By Guest Blogger Mike Link
On April 9 I stayed at the Rittenhouse to deliver an address at the Northern Great Lakes Visitor Center on the 50th anniversary of the Wilderness Act. This is a very significant legislative action which, like the Endangered Species Act, recognized the value of life beyond the human species. Periodically we rise above the acts of normal law to do something that sets an example for the world – Abraham Lincoln setting aside Yosemite in the midst of war, U. S. Grant giving protection to Yellowstone. These are the kinds of acts that truly allow us to rise above the rest of the warring governments and to be a world leader – in a positive way.
The Wilderness Act has a lot of roots in Wisconsin, making the presentation at the Visitor Center and our stay in Bayfield a perfect place for an early celebration and introspection. To begin with there is the Gaylord Nelson Wilderness in the Apostle Islands. Signed into law in 2004, by President Bush, this made 80% of the Island land mass wilderness. How appropriate, since it was Gaylord Nelson, arguably one of Wisconsin’s greatest Governors and Senators, who worked to get President Kennedy to the Islands and to get National Lakeshore status for the complex. Nelson was also the founder of Earth Day and this man from Clear Lake, Wisconsin was recognized nationally as an important voice for the environment.
The Wilderness Act was written by Howard Zahniser and sponsored by Senator Hubert Humphrey. The work and the commitment came at Sigurd Olson’s home in Ely, MN. Sig’s childhood days were spent in Wisconsin. He first heard the “Singing Wilderness” on the Door County peninsula and he lived in the lake country of northern Wisconsin before attending Northland College in Ashland where he met and married Elizabeth Uhrenholdt. The family farm is a nature preserve near Seeley, Wisconsin.

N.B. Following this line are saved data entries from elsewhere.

PR #293, opened 2019-12-04
chore: bump kommander/opsportal to image 1.162.0

natmegs:

### DIFF
--- a/stable/kommander/values.yaml
+++ b/stable/kommander/values.yaml
@@ -1,13 +1,13 @@
 image:
   repository: mesosphere/kommander
-  tag: 1.153.1
+  tag: 1.163.2
   pullPolicy: IfNotPresent
 replicas: 1
 logoutRedirectPath: /ops/landing
 clusterPollingInterval: 3000
 hostPollingInterval: 3000
 clusterPollingThrottleFactor: 1
-kubernetesVersionsSelection: '[{"kubernetesVersion":"1.15.5","konvoyVersion":"v1.3.0-beta6","kubeaddonsVersion":"kommander-beta6"}]'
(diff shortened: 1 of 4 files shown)


stable/kommander/values.yaml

Early voices for wilderness included John Muir, who lived on a farm near Portage and attended the University of Wisconsin. John went on to become the nation’s voice for wild places – as an author, adventurer and founder of the Sierra Club. “Between every two pines is a doorway to a new world.”
Aldo Leopold taught at the University of Wisconsin, helped establish the first designated wilderness in the world in the Gila National Forest in New Mexico, and wrote Sand County Almanac, a classic that can only be matched by Walden. He was one of the founders of the Wilderness Society and a true voice for wild places, as well as hunting, fishing, and good land practices. “Wilderness is the raw material out of which man has hammered the artifact called civilization. Wilderness was never a homogenous raw material. It was very diverse. The differences in the product are known as cultures. The rich diversity of the world’s cultures reflects a corresponding diversity in the wilds that gave them birth.”
There are many more voices, important people who did not get national recognition, but who have risen to speak for wild places and wild things and we all owe a debt to those who took the time and cared.
Mike Link has been the executive director of the Audubon Center of the North Woods near Sandstone, MN, since its founding in 1971. He is one of the founders of the Friends of the Boundary Waters Wilderness as well, and in 1978 sat next to Sigurd Olson at the infamous hearing in Ely during the contentious public debate preceding the passage of the BWCA Wilderness Act. Following his retirement in May 2009, he has been teaching for Hamline University and acting as Assistant to the President of Northland College. His partner, Kate Crowley, also a veteran naturalist, has lived a life with education and animals, first at Minnesota Zoo, then at the Audubon Center. Together, they have experienced almost every wilderness area in the country and continue to enjoy a wonderful life of adventure, nature, family and teaching from their home in forests near Willow River, MN.